We have succeeded in the generation of acoustic phase conjugate waves with nonlinear PZT piezoelectric ceramics and applied them to ultrasonic imaging systems. Our aim is to make a phase conjugator with 100% efficiency. For this purpose, it is important to clarify the mechanism of acoustic phase conjugation through nonlinear piezoelectricity. The process is explained by the parametric interaction via the third-order nonlinear piezoelectricity between the incident acoustic wave at angular frequency ω and the pump electric field at 2 ω. We solved the coupling equations including the third-ordered nonlinear piezoelectricity and theoretically derived the amplitude efficiency of the acoustic phase conjugation.
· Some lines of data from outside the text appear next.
Issue #1940, opened 2023-08-24
feat: Peer management with shard as a dimension


chair28980:
If we assume that peer discovery takes care of filtering peers by shard, these peers must now be managed in a way that makes sense in a dynamic auto-sharded environment. Some requirements/ideas:

- peer store must preferably try to keep at least a target n peers for each subscribed shard (note that dynamically subscribing/unsubscribing from shards could complicate this)
- peer manager must attempt to maintain a healthy relay connectivity for each subscribed shard
- a mechanism to perform ad-hoc discovery (or another solution) to cater for when a node subscribes to a shard for which there are no tracked peers

Priority: Critical for launch

SionoiS:
**Weekly Update**

- _achieved_: Waku Metadata shard subscriptions, Sharded relay peer management, draft sharded peer store pruning
- _next_: finalize sharded peer store pruning & run simulations

SionoiS:
**Weekly Update**

- _achieved_: discv5 filter peer by capability, misc. improvement w.r.t sharding and tests, sharded peer management improvement
- _next_:  run more simulations

SionoiS:
**Weekly Update**

- _achieved_: sharded peer management final version in review
- _next_:  review feedback

SionoiS:
**Weekly Update**

- _achieved_: sharded peer management and store pruning PR merged

PR #2149, opened 2023-10-23
feat: metadata protocol shard subscription

### LINKED ISSUE #2105: feat: automatically update shards in waku metadata protocol
Automatically update shards in waku metadata protocol. They are currently empty.

SionoiS:
# Description

The shards a node support can dynamically changes and the metadata protocol must be updated at run-time to reflect this.

# Changes

- [x] Added shard subscription listener to metadata protocol
- [x] Refactor/clean-up

Tracking #1940

Fix #2105

### DIFF
--- a/waku/node/waku_node.nim
+++ b/waku/node/waku_node.nim
@@ -155,7 +155,7 @@ proc new*(T: type WakuNode,
   )
 
   # mount metadata protocol
-  let metadata = WakuMetadata.new(netConfig.clusterId)
+  let metadata = WakuMetadata.new(netConfig.clusterId, queue)
   node.switch.mount(metadata, protocolMatcher(WakuMetadataCodec))
   node.wakuMetadata = metadata
   peerManager.wakuMetadata = metadata
@@ -1126,6 +1126,8 @@ proc start*(node: WakuNode) {.async.} =
   await node.switch.start()
 
   node.started = true
+
+  node.wakuMetadata.start()
 
   info "Node started successfully"
 
--- a/waku/waku_metadata/protocol.nim
+++ b/waku/waku_metadata/protocol.nim
@@ -4,7 +4,7 @@ else:
   {.push raises: [].}
 
 import
-  std/[options, sequtils, random],
+  std/[options, sequtils, random, sets],
   stew/results,
   chronicles,
   chronos,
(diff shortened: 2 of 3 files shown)


waku/waku_metadata/protocol.nim
```diff
@@ -27,57 +27,51 @@ const RpcResponseMaxBytes* = 1024
...
-      shards: m.shards
-      ).encode().buffer)
-  except CatchableError as exc:
-    return err(exc.msg)
+  let response = WakuMetadataResponse(
+    clusterId: some(m.clusterId),
+    shards: toSeq(m.shards)
+  )
+  
+  let res = catch: await conn.writeLP(response.encode().buffer)
```
alrevuelta, line 38: afaik `writeLP` can raise an exception, why removing the except?

waku/waku_metadata/protocol.nim
```diff
@@ -27,57 +27,51 @@ const RpcResponseMaxBytes* = 1024
...
-    ).encode().buffer)
-    buffer = await conn.readLp(RpcResponseMaxBytes)
-  except CatchableError as exc:
-    error = $exc.msg
-  finally:
-    # close, no more data is expected
-    await conn.closeWithEof()
+  let request = WakuMetadataRequest(clusterId: some(m.clusterId), shards: toSeq(m.shards))
+
+  let writeRes = catch: await conn.writeLP(request.encode().buffer)
```
alrevuelta, line 47: same, i think it can raise an exception

alrevuelta (changes requested):
really good, thanks for this.
* minor comment regarding exception raising
* can we add some units tests for this?

waku/waku_metadata/protocol.nim
SionoiS: the `catch` bundle the exception if present into a `Result` with an error containing the exception message.

waku/waku_metadata/protocol.nim
SionoiS: Same here `catch:` take care of the exception

SionoiS:
> * can we add some units tests for this?

For the subscription part?

waku/waku_metadata/protocol.nim
alrevuelta: i see. not sure i like using this kind of non-standard sugar. ok we already use nim-results, but in the repo we are not using this "way" of `catch`.

SionoiS: Maybe we should :wink:

waku/waku_metadata/protocol.nim
```diff
@@ -27,57 +27,51 @@ const RpcResponseMaxBytes* = 1024
...
+  return ok(response)
 
 proc initProtocolHandler*(m: WakuMetadata) =
   proc handle(conn: Connection, proto: string) {.async, gcsafe, closure.} =
-    var buffer: seq[byte]
-    try:
-      buffer = await conn.readLp(RpcResponseMaxBytes)
-    except CatchableError as exc:
+    let res = catch: await conn.readLp(RpcResponseMaxBytes)
+    let buffer = res.valueOr:
```
Ivansete-status, line 69: I wonder if we should add an `error` log before `return`. Likewise for the next statement.

waku/waku_metadata/protocol.nim
```diff
@@ -27,57 +27,51 @@ const RpcResponseMaxBytes* = 1024
...
+  let readRes = catch: await conn.readLp(RpcResponseMaxBytes)
+  let buffer = 
+    if readRes.isErr():
+      return err("read failed: " & readRes.error.msg)
+    else: readRes.get()
 
-  let decodedBuff = WakuMetadataResponse.decode(buffer)
-  if decodedBuff.isErr():
-    return err("decode failed: " & $decodedBuff.error)
+  let closeRes = catch: await conn.closeWithEof()
```
Ivansete-status, line 57: Just for me to learn something, what is the benefit of using that technique? (`catch:`)

Ivansete-status (approved):
LGTM! Thanks for it!
Just added a few nitpicks but not blocking ones :)

On the other hand, I realized that the metadata protocol is being mounted within the creation of the Waku node. Why is that needed @alrevuelta? I wonder if we could follow the standard approach that we are following in other protocols so that all is more consistent.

We compared the efficiencies between the theoretical and experimental values for PZT ceramics with eight different compositions. Pb[(Zn 1/3Nb 2/3) 1− X Ti X ]O 3 ( X=0.09, PZNT91/9) piezoelectric single crystals have been investigated for high-performance ultrasonic transducer application, because these have large piezoelectric constants, high electrical–mechanical coupling factors and high dielectric constants. We found that they have third-order nonlinear piezoelectric constants much larger than PZT and are hopeful that the material as a phase conjugator has over 100% efficiency.